Problem to work on
Include only the line with "using System.Collections.Generic;" and the lines after it, each reproduced exactly as it stands in the entries below.

____ Task data

PR #4504, opened 2023-07-10
Exclude wizard XAML component from code coverage

duncanp-sonar:
- also exclude the thin controller that creates it


duncanp-sonar:
@bigfluffycookie FYI I've excluded the XAML wizard and controller from coverage; we've tested them extensively manually.

PR #4530, opened 2023-07-18
Add IDocumentEvents interface and implementation

### LINKED ISSUE #4509: Add document open/closing tracker
### Description

Add an interface that provides a notification of when a document is closed (only need close at the moment).

Prerequisite for #4508

#### Notes

There are various VS APIs that might be of use:

[IVsRunningDocTableEventsX](https://learn.microsoft.com/en-us/dotnet/api/microsoft.visualstudio.shell.interop.ivsrunningdoctableevents2.onbeforelastdocumentunlock?view=visualstudiosdk-2022): there isn't a specific "doc closed/closing event". [This page](https://learn.microsoft.com/en-us/visualstudio/extensibility/internals/running-document-table?view=vs-2022#edit-locks-and-read-locks) suggests that the lock count will be zero when the document is about to be closed.

The downside with this approach is that we want the document tracker to be MEF-importable. However, the VS threading rules mean the MEF constructor has to be free-threaded so we can't call `serviceProvider.GetService` to get the running document table i.e. it's going to be difficult to initialize the component safely in such a way that we don't miss any notifications.

[DTE.Events.DocumentEvents](https://learn.microsoft.com/en-us/dotnet/api/envdte.documentevents?view=visualstudiosdk-2022): there is a `DocumentClosing` event, but it doesn't seem to fire consistently i.e. when testing, it didn't fire for all documents that were closed.

Alternatively, we could rely on our `TaggerProvider` implementation:
Pros:
* it's already MEF-imported (although not strictly free-threaded)
* it tracks the lifetime of documents that we analyse -> it knows when an analyzed document has been closed
* simple: minimal amount of new code

Cons:
* the `TaggerProvider` constructor has its own existing free-threading issues. However, it has worked correctly for years so far.
* it relies on the rather complicated tagger counting code to know that a file has been closed. Again, this has worked correctly for years.

duncanp-sonar:
Fixes #4509

### DIFF
--- a/src/Core/DocumentEvents.cs
+++ b/src/Core/DocumentEvents.cs
@@ -20,7 +20,7 @@
 
 using System;
 
-namespace SonarLint.VisualStudio.Infrastructure.VS.DocumentEvents
+namespace SonarLint.VisualStudio.Core
 {
     public class DocumentClosedEventArgs : EventArgs
     {
--- a/src/Integration.Vsix.UnitTests/SonarLintTagger/TaggerProviderTests.cs
+++ b/src/Integration.Vsix.UnitTests/SonarLintTagger/TaggerProviderTests.cs
@@ -20,12 +20,14 @@
 
 using System;
 using System.Collections.Generic;
+using System.ComponentModel.Composition.Primitives;
 using System.Linq;
 using System.Text;
 using System.Threading;
 using EnvDTE;
 using EnvDTE80;
 using FluentAssertions;
+using Microsoft.VisualStudio.Shell;
 using Microsoft.VisualStudio.Shell.Interop;
 using Microsoft.VisualStudio.TestTools.UnitTesting;
 using Microsoft.VisualStudio.Text;
@@ -34,6 +36,7 @@ using Microsoft.VisualStudio.Utilities;
 using Moq;
 using SonarLint.VisualStudio.Core;
 using SonarLint.VisualStudio.Core.Analysis;
+using SonarLint.VisualStudio.Infrastructure.VS.DocumentEvents;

________

Exercise response
 using System.Collections.Generic;
+using System.ComponentModel.Composition.Primitives;
 using System.Linq;
 using System.Text;
 using System.Threading;
 using EnvDTE;
 using EnvDTE80;
 using FluentAssertions;
+using Microsoft.VisualStudio.Shell;
 using Microsoft.VisualStudio.Shell.Interop;
 using Microsoft.VisualStudio.TestTools.UnitTesting;
 using Microsoft.VisualStudio.Text;
@@ -34,6 +36,7 @@ using Microsoft.VisualStudio.Utilities;
 using Moq;
 using SonarLint.VisualStudio.Core;
 using SonarLint.VisualStudio.Core.Analysis;
+using SonarLint.VisualStudio.Infrastructure.VS.DocumentEvents;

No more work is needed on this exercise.